[Start of section]

PR #15872, opened 2018-08-09
SEO-636 | When #REDIRECT is used make a proper 301 redirect

rogatty:
https://wikia-inc.atlassian.net/browse/SEO-636

For now do it only for anons. `?redirect=no` is still respected to stop the redirect.
The hook is called in https://github.com/Wikia/app/blob/dev/includes/Wiki.php#L400

@Wikia/core-platform-team


extensions/wikia/SEOTweaks/SEOTweaksHooksHelper.class.php
```diff
@@ -284,6 +284,36 @@ static public function onArticleViewHeader( Article $article, bool &$outputDone,
...
+	 *
+	 * @param Title $title
+	 * @param WebRequest $request
+	 * @param $ignoreRedirect
+	 * @param $target
+	 * @param Article $article
+	 * @return bool
+	 */
+	static public function onInitializeArticleMaybeRedirect(
+		Title &$title, WebRequest &$request, &$ignoreRedirect, &$target, &$article
```
Grunny: Minor: Objects are (effectively) passed by reference in PHP, so no need for the `&` on `$title`, `$request`, and `$article`.

extensions/wikia/SEOTweaks/SEOTweaksHooksHelper.class.php
```diff
@@ -284,6 +284,36 @@ static public function onArticleViewHeader( Article $article, bool &$outputDone,
...
+	): bool {
+		global $wgUser;
+
+		if ( !$wgUser->isAnon() || !$title->isRedirect() ) {
```
Grunny: `$article->getContext()->getUser()->isAnon()` is preferred over the global.

Grunny (changes requested):
I see on the sandbox, from domain aliases, this has two redirects, i.e. `http://wookieepedia.wikia.com/wiki/Main_page` -> `http://starwars.wikia.com/wiki/Main_page` -> `http://starwars.wikia.com/wiki/Main_Page`. Since this is manually setting the response headers and `initializeArticle` happens after the `MediaWiki::performRequest` method has redirected due to the domain alias. Can we get this down to one redirect when combined with https://github.com/Wikia/app/pull/15828 in this case too without making the domain alias redirect riskier?

Grunny (approved):

extensions/wikia/SEOTweaks/SEOTweaksHooksHelper.class.php
```diff
@@ -284,6 +284,34 @@ static public function onArticleViewHeader( Article $article, bool &$outputDone,
...
+	): bool {
+		if ( !$user->isAnon() || !$title->isRedirect() ) {
+			return true;
+		}
+
+		$queryParams = $request->getQueryValues();
+		unset( $queryParams['title'] );
+		$targetUrl = $output->getWikiPage()->getRedirectTarget()->getFullURL( $queryParams );
+
+		$output->redirect( $targetUrl, HTTP_REDIRECT_PERM );
```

[End of section]

## To do
Only one thing is wanted in reply: the number of lines in the entries that hold the string "ignoreRedirect".

## Result of this task
2